Importantly, this sample size is greater than the estimated sample size traditionally is 71 (Figure 1), which only ensures that the required accuracy, 50% of the time is met, because does not take into that the preliminary estimated sample parameter is an estimate. Therefore, it is clear that the sample size under the AIPE approach (modified sample size) is usually greater to ensure the specified level of assurance.

Finally the researcher will estimates of the parameters of interest (percentages, totals, IC's) with the final sample using the same software but using the information collected from the final sample. That is, the preliminary sample is used only to obtain the final sample and to verify possible problems in the implementation of the survey. Therefore, the researcher must conduct the survey again but stop the sampling process until you find 73 (size modified sample) positive elements and the information gathered can use the same software for estimating parameters of interest which shall be valid estimates for the entire study population.

It is noteworthy that the software is not limited to the inverse sampling, but can also be used for sampling: simple, systematic, random stratified random, cluster at one stage, to estimate an average or proportion and even with methods such as randomized response (Horvitz version) and test group (group testing). You can consult the detailed manual log of all software capabilities in https://dl.dropboxusercontent.com/u/97440566/manual%20tmapep.pdf.

Conclusions

The formula presented for the calculation of sample size to estimate the prevalence of plants under reverse AIPE sampling approach ensures that with a probability y (assurance level ≥ 0.5) fixed a priori accuracy of the IC is met. Which produces more accurate study performed interest.

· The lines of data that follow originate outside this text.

PR #618, opened 2024-05-14
fix: OCPP message handling on invalid messages

james-ctc:
## Describe your changes

When there is a problem converting a string into an enum std::out_of_range in thrown rather than a JSON exception. A general catch was added so that a CallError is sent (rather than terminating EVerest)

In the specific case of TriggerMessage and ExtendedTriggerMessage the response NotImplemented is sent in the CallResult.

### DIFF
--- a/lib/ocpp/v16/charge_point_impl.cpp
+++ b/lib/ocpp/v16/charge_point_impl.cpp
@@ -1,6 +1,7 @@
 // SPDX-License-Identifier: Apache-2.0
 // Copyright 2020 - 2023 Pionix GmbH and Contributors to EVerest
 #include "ocpp/common/types.hpp"
+#include <stdexcept>
 #include <thread>
 
 #include <everest/logging.hpp>
@@ -1092,6 +1093,15 @@ void ChargePointImpl::message_callback(const std::string& message) {
         }
     } catch (json::exception& e) {
         EVLOG_error << "JSON exception during handling of message: " << e.what();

The free distribution of software designed to reverse sampling is an excellent tool that enables researchers and students to achieve accurate estimates on the parameters of interest and is recommended when the ratio estimate is rare. While presenting the cases shown is limited, since only an example for the scheme inverse sampling is provided, this software can be used for on time or interval estimate an average, a proportion or a total under simple random sampling, stratified, systematic cluster and a stage and even for highly specialized sampling schemes such as reverse sampling and testing randomized response group. Although only one type of use of the software is illustrated clearly is used both for determining the sample size and for estimating parameters of interest using a pilot sample. Although the software requires the user to consider a pilot sample, and determine the final sample size, this ensures quality in the final estimates.

For the researcher or student succeeds in using the software fully, not only to reverse sampling should understand what this sampling scheme and its characteristics, as well as having clear parameters to estimate for the corresponding study. Therefore, if all decisions at this stage are justified properly, the software developed will be of great help, because, from the point of view statistical and computational software is very reliable.